The American Sign Museum in Cincinnati, Ohio, preserves, archives, and displays a collection of signs. The museum also displays the equipment utilized in the design and manufacture of signs. Tod Swormstedt began working on the museum in 1999. It opened to the public in 2005.

==History==
Swormstedt's family owns the signage industry trade journal Signs of the Times, which has been published since 1906. Swormstedt's grandfather, H.C. Menefee, was the first editor of the publication, and purchased it for himself in 1911. Swormstedt had been working at the journal for more than 20 years before becoming inspired to start a sign museum in 1999. His family provided $1 million for the project, and figures from the signage industry gave donations of their own. The museum was founded as a nonprofit corporation. Swormstedt considered building the museum in Los Angeles, St. Louis, Memphis, and other sites, but eventually settled on Cincinnati, the base of operations for Signs of the Times.
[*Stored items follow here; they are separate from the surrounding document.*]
Issue #117, opened 2021-08-05
Warning when more files is created


spirali:
Warn if suspiciously many files will be created and suggest to use "--log" option in the warning message.
(e.g. submit --array=1-10000 hostname will create 20k files).
There are some problems for discussion: What is good limit? Should we just warn or rather make it an error (that can be overridden by an option)

Issue #115, opened 2021-08-05
Generalize ``hq log PATH cat --task=X``


spirali:
* Allow to specify a list and ranges, e.g. --task=1,10-50
* Respect user defined order: i.e. 3,2,1 is has different output than 1,2,3

PR #124, opened 2021-08-12
Log tasks, warning for submitting large arrays

User3574:
Fixes: #115 
Fixes: #117

### DIFF
--- a/src/client/commands/log.rs
+++ b/src/client/commands/log.rs
@@ -1,7 +1,7 @@
 use crate::client::globalsettings::GlobalSettings;
+use crate::common::arraydef::IntArray;
 use crate::common::format::human_size;
 use crate::stream::reader::logfile::{LogFile, Summary};
-use crate::JobTaskId;
 use clap::Clap;
 use cli_table::{print_stdout, Cell, Style, Table};
 use std::path::{Path, PathBuf};
@@ -40,9 +40,9 @@ pub struct CatOpts {
     /// Channel name: "stdout" or "stderr"
     pub channel: Channel,
 
-    /// Print only specific task output
+    /// Print only the specified task(s) output. You can use the array syntax to specify multiple tasks.
     #[clap(long)]
-    pub task: Option<JobTaskId>,
+    pub task: Option<IntArray>,
 
     /// Allow unfinished channel
     #[clap(long)]
--- a/src/client/commands/submit.rs
+++ b/src/client/commands/submit.rs
@@ -23,6 +23,7 @@ use crate::transfer::messages::{
 };
 use crate::{rpc_call, JobId, JobTaskCount};
 
+const SUBMIT_ARRAY_LIMIT: JobTaskCount = 999;
 const DEFAULT_STDOUT_PATH: &str = "stdout.%{JOB_ID}.%{TASK_ID}";
 const DEFAULT_STDERR_PATH: &str = "stderr.%{JOB_ID}.%{TASK_ID}";
 
@@ -163,6 +164,7 @@ pub async fn submit_computation(
 ) -> anyhow::Result<()> {
     let resources = opts.resource_request();
     resources.validate()?;
+
     let (job_type, entries) = if let Some(filename) = opts.each_line {
         let lines = read_lines(&filename)?;
         let def = IntArray::from_range(0, lines.len() as JobTaskCount);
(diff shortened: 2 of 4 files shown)


src/client/commands/log.rs
```diff
@@ -42,7 +42,7 @@ pub struct CatOpts {
 
     /// Print only specific task output
```
Kobzol, line 43: `Print only the specified task(s) output. You can use the array syntax to specify multiple tasks.`

src/client/commands/submit.rs
```diff
@@ -169,6 +171,13 @@ pub async fn submit_computation(
         )
     };
 
+    let log = opts.log;
+    if let JobType::Array(array) = job_type.clone() {
```
Kobzol, line 175: `if let JobType::Array(ref array) = job_type {`

src/client/commands/submit.rs
```diff
@@ -22,6 +22,7 @@ use crate::transfer::messages::{
 };
 use crate::{rpc_call, JobId, JobTaskCount};
 
+const SUBMIT_ARRAY_LIMIT: JobTaskCount = 10000;
```
Kobzol, line 25: I would lower this, at least to `1000` or even `100`. @spirali?

src/stream/reader/logfile.rs
```diff
@@ -206,13 +206,15 @@ impl LogFile {
                 Ok(())
             };
 
-        if let Some(task_id) = opts.task {
-            if let Some(task_info) = self.index.get(&task_id) {
-                let instance = task_info.last_instance();
-                if !instance.finished && opts.allow_unfinished {
-                    anyhow::bail!("Stream for task {} is not finished", task_id);
+        if let Some(array) = opts.task.clone() {
```
Kobzol, line 209: `if let Some(ref array) = opts.task {`

src/stream/reader/logfile.rs
```diff
@@ -206,13 +206,15 @@ impl LogFile {
...
+            for task_id in array.iter() {
+                if let Some(task_info) = self.index.get(&task_id) {
+                    let instance = task_info.last_instance();
+                    if !instance.finished && opts.allow_unfinished {
+                        anyhow::bail!("Stream for task {} is not finished", task_id);
```
Kobzol, line 214: This should maybe now be a warning, and the task should be skipped instead?

Kobzol (changes requested):

src/stream/reader/logfile.rs
```diff
@@ -206,13 +206,16 @@ impl LogFile {
...
-        if let Some(task_id) = opts.task {
-            if let Some(task_info) = self.index.get(&task_id) {
-                let instance = task_info.last_instance();
-                if !instance.finished && opts.allow_unfinished {
-                    anyhow::bail!("Stream for task {} is not finished", task_id);
+        if let Some(ref array) = opts.task {
+            for task_id in array.iter() {
+                if let Some(task_info) = self.index.get(&task_id) {
+                    let instance = task_info.last_instance();
+                    if !instance.finished && opts.allow_unfinished {
```
Kobzol, line 213: Btw @spirali shouldn't this be `!opts.allow_unfinished`? It seems that it was wrong before.

src/client/commands/submit.rs
spirali: It is really hard question :) I would stick with 1000 (or 999 rather so it will triggered at 1000). But I can imagine that even 100 is a good limit for some users

Kobzol: Ok let's go with `999`.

Many signs owned by the museum were too large to fit the original exhibit space. To better accommodate the collection, the museum began purchasing a 42000 sqft property in Camp Washington, Cincinnati, in 2007. The new location is part of the Oesterlein Machine Company-Fashion Frocks, Inc. Complex, a National Register of Historic Places building. The museum opened in its new home in June 2012, and the building displays about 500 signs and artifacts, many of which are on a faux streetscape in a town called "Signville".

Neonworks of Cincinnati moved its business into the museum's new location and features a live exhibit showing visitors how they restore neon signs.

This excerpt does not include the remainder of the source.